だが、部屋に戻ったところで休息が取れるとは思えなかった。殺される記憶はしつこく克哉の前に現れている。きっと今夜も眠れないだろう。
部屋の電気を付ける気力もない。広いリビングはぼんやりとした淡い光に照らされていた。輝くような街の光が窓から入り込んでいるのだ。克哉は壁一面を覆う窓まで歩みを寄せた。
窓ガラスに自分の顔が映り込む。感情を窺わせない冷淡な顔つきが今までにないほどに、自信を失っているように見えた。薄い唇が動く。
「無様だな、佐伯克哉」
力なく笑った。
このままこの悪夢が続くなら、病院への受診も真剣に考えなくてはいけないだろう。自身の体調管理さえままならない。情けなさにため息が零れる。
その時、ジャケットの内ポケットが震えた気がした。そこには、Rに渡された眼鏡が収まっている。
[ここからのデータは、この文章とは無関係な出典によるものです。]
PR #1007, opened 2020-05-14
Benchmark for downloads

nakulkar-msft:
The existing infra for workloads is used to test downloads as well.
The current usage is 'azcopy bench <target> --download'. The exact
usage will be decided.

### DIFF
--- a/cmd/benchmark.go
+++ b/cmd/benchmark.go
@@ -23,22 +23,22 @@ package cmd
 import (
 	"errors"
 	"fmt"
+	"net/url"
+	"os"
+	"strconv"
+	"strings"
+
 	"github.com/Azure/azure-storage-azcopy/azbfs"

自分を使えと克哉に囁きかけてくるのだ。
今かけている眼鏡を外し、Rから受け取った眼鏡をかける。
たったそれだけで、すべての悩みは解決されるだろう。それは分かっている。だが、その誘惑を寸でのところで克哉は踏みとどまっていた。もう一つの世界で殺される自分。その自分がかけている眼鏡がRから受け取った眼鏡のように思えるのだ。
克哉はジャケットの上から眼鏡に触れた。ひんやりとした感触が布地越しに伝わってくる。
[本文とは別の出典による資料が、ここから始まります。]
PR #1008, opened 2020-05-14
Allow rm to delete blob directory stubs with hdi_isfolder

zezha-msft:


cmd/copyEnumeratorInit.go
```diff
@@ -57,7 +57,7 @@ func (cca *cookedCopyCmdArgs) initEnumerator(jobPartOrder common.CopyJobPartOrde
 	jobPartOrder.DestLengthValidation = cca.CheckLength
 	jobPartOrder.S2SInvalidMetadataHandleOption = cca.s2sInvalidMetadataHandleOption
 
-	traverser, err = initResourceTraverser(cca.source, cca.fromTo.From(), &ctx, &srcCredInfo, &cca.followSymlinks, cca.listOfFilesChannel, cca.recursive, getRemoteProperties, func(common.EntityType) {})
+	traverser, err = initResourceTraverser(cca.source, cca.fromTo.From(), &ctx, &srcCredInfo, &cca.followSymlinks, cca.listOfFilesChannel, cca.recursive, getRemoteProperties, false, func(common.EntityType) {})
```
JohnRusk, line 60: Minor: why not use cca.includeDirectoryStubs here, insteadof hard coding the "false"? (In case we move remove over to use initCopyEnumerator).

cmd/zc_traverser_blob_account.go
```diff
@@ -94,7 +94,7 @@ func (t *blobAccountTraverser) traverse(preprocessor objectMorpher, processor ob
 
 	for _, v := range cList {
 		containerURL := t.accountURL.NewContainerURL(v).URL()
```
JohnRusk, line 96: Minor: hard coding the false here assumes we'll never implement account-level remove. If we ever might do that, maybe pass the includeBlobStubs in?

cmd/zc_traverser_blob.go
```diff
@@ -65,24 +68,34 @@ func (t *blobTraverser) isDirectory(isSource bool) bool {
...
 
 func (t *blobTraverser) traverse(preprocessor objectMorpher, processor objectProcessor, filters []objectFilter) (err error) {
 	blobUrlParts := azblob.NewBlobURLParts(*t.rawURL)
 	util := copyHandlerUtil{}
 
+	// trim away the trailing slash before we check whether it's a single blob
+	// so that we can detect the directory stub in case there is one
+	hadTrailingSlash := strings.HasSuffix(blobUrlParts.BlobName, common.AZCOPY_PATH_SEPARATOR_STRING)
+	blobUrlParts.BlobName = strings.TrimSuffix(blobUrlParts.BlobName, common.AZCOPY_PATH_SEPARATOR_STRING)
+	*t.rawURL = blobUrlParts.URL()
```
JohnRusk, line 95: It feels odd to trim this _here_.  In particular, the other usage of t.rawURL is isDirectory.  I can't think through in my head whether isDirectory is called before or after this trimming.  I did note that that isDirectory in turn calls getPropertiesIfSingleBlob AND isDirectory relies on the trailing slashes.

Might be be easier to reason about if you moved the stripping to getPropertiesIfSingleBlob.... and did not ever mutate t.rawURL (i.e. leave the / on it).

I'm not absolutely sure there's a problem here - just that it's weird to see one part of the code trimming a suffix when another depends on it being there. 

*** Also *** can you take a look at that dependency on trailing slashes in urlIsContainerOrVirtualDirectory, and see how that releates to the above ****

cmd/copyEnumeratorInit.go
adreed-msft: Actually isn't this for blob? So logically it would use initCopyEnumerator already, since azbfs is handled in its own case.

---
In reply to: [433610287](https://github.com/Azure/azure-storage-azcopy/pull/1008#discussion_r433610287) [](ancestors = 433610287)

adreed-msft: (I stand corrected, forgot we had remove-specific enumerator init)

---
In reply to: [438900923](https://github.com/Azure/azure-storage-azcopy/pull/1008#discussion_r438900923) [](ancestors = 438900923,433610287)

cmd/removeEnumerator.go
```diff
@@ -39,13 +39,15 @@ var NothingToRemoveError = errors.New("nothing found to remove")
 // provide an enumerator that lists a given resource (Blob, File)
 // and schedule delete transfers to remove them
 // TODO: Make this merge into the other copy refactor code
+// TODO: initEnumerator is significantly more verbose at this point, evaluate the impact of switching over
 func newRemoveEnumerator(cca *cookedCopyCmdArgs) (enumerator *copyEnumerator, err error) {
```
adreed-msft, line 43: yeah, there is quite a bit of uh, "weightiness" to initEnumerator, especially considering the individual little hacks to retain the same functionality as the older revisions of azcopy

cmd/zc_traverser_blob.go
adreed-msft: It doesn't strictly seem like t.rawURL is re-used, unless t.traverse is called somehow a second time. Though, I agree that this modifies the state of the traverser, and should be localized to the get properties call.

---
In reply to: [433614556](https://github.com/Azure/azure-storage-azcopy/pull/1008#discussion_r433614556) [](ancestors = 433614556)

zezha-msft: Ok!

JohnRusk:
I was already reviewing, when you requested the review :-)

かつて、克哉はこの眼鏡をかけて自分を取り戻した。だが、克哉は眼鏡がもたらす衝動を抑えきれず、御堂を蹂躙し壊そうとした。他人を踏みにじり、支配する快感に酔いしれていた。この眼鏡をかけることによって、また自分は大切なものを壊してしまうのではないか。そんな恐れが克哉に眼鏡を使うことを躊躇わせている。
「―― 大切なものなんて、もうないのにな」
今更自分は何を守ろうとしているのだろう。悪夢に悩まされる自分自身だろうか。この世界から克哉が消えたところで、何ら変わりはなく毎日は続いていくだろう。悲嘆にくれる者もいない。そんなちっぽけな自分を守ってどうするのだろうか。
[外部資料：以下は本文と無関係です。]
PR #1015, opened 2020-05-22
Add include-after parameter for Copy

JohnRusk:


cmd/zc_filter.go
```diff
@@ -225,3 +227,75 @@ func (fs filterSet) GetEnumerationPreFilter(recursive bool) string {
...
+	msg = ""
+	supported = true
+	return
+}
+
+func (f *includeAfterDateFilter) appliesOnlyToFiles() bool {
+	return true
+	// because we don't currently (May 2020) have meaningful LMTs for folders. The meaningful time for a folder is the "change time" not the "last write time", and the change time can only be obtained via NtGetFileInformation, which we don't yet call.
+	// TODO: the consequence of this is that folder properties and folder acls can't be moved when using this filter.
+	//       Can we live with that, for now?
```
zezha-msft, line 249: sure, maybe this could be communicated in the flag's description?

cmd/zc_filter.go
```diff
@@ -225,3 +227,75 @@ func (fs filterSet) GetEnumerationPreFilter(recursive bool) string {
...
+	}
+
+	return storedObject.lastModifiedTime.After(f.threshold) ||
+		storedObject.lastModifiedTime.Equal(f.threshold) // >= is easier for users to understand than >
+}
+
+// ParseISO8601 parses ISO 8601 dates. This routine is needed because GoLang's time.Parse* routines require all expected
+// elements to be present.  I.e. you can't specify just a date, and have the time default to 00:00. But ISO 8601 requires
+// that and, for usability, that's what we want.  (So that users can omit the whole time, or at least the seconds portion of it, if they wish)
+func (_ includeAfterDateFilter) ParseISO8601(s string) (time.Time, error) {
```
zezha-msft, line 265: Minor: ParseISO8601 can be done inside the constructor (which can be created for includeAfterDateFilter), so that the user of the struct does not have to worry about calling parsing.

cmd/zc_filter.go
JohnRusk: Sure. Will do.

cmd/zc_filter.go
JohnRusk: The reason I didn't do that, is that I wanted the parsing to happen a parameter "cook" time.  So that command line errors would be detected there - just like they are for all other param errors.  In fact, IIRC, we don't even return error values from filter constructors, so couldn't check it there.

For those reasons, I'll leave this as is.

幻の世界の記憶がなぜ克哉の前に現れたのかは分からない。だが、あの世界は終焉を迎えようとしている。もう一人の克哉の死と共に。もしかしたら、この克哉を道連れに滅びようとしているのかもしれない。
―― それならそれで、いいじゃないか。
克哉は自嘲して、ジャケットに触れていた手を離した。
目の前には煌びやかな東京の夜景が広がっている。
克哉の眼下に広がるこの世界、そのどこかに御堂はいる。だが、御堂の姿を克哉は見つけ出すことは出来ない。
もう一つの世界では御堂は克哉の隣に立っていた。
ふと、あちらの世界の御堂が気になった。あの世界の自分は殺された。残された御堂はどうなったのだろう。
殺される寸前、二人の仲は冷え切っていた。その原因も、克哉は断片的な記憶から把握していた。克哉が澤村を御堂の目の前で強姦したのだ。澤村が御堂を拉致し、その報復目的の強姦だった。それを御堂は本気で怒っていた。その時の自身の心情は脳裏に焼き付いている。激しい憎しみと怒り。それは残虐な衝動に反転し、澤村を強姦した。澤村のプライドと身体をもっとも屈辱的な手段で踏みにじることに、自分は興奮さえ感じていた。御堂が克哉に向けて「やめてくれ!」と悲痛な声で叫んでいた。だが、克哉は御堂を一顧だにしなかった。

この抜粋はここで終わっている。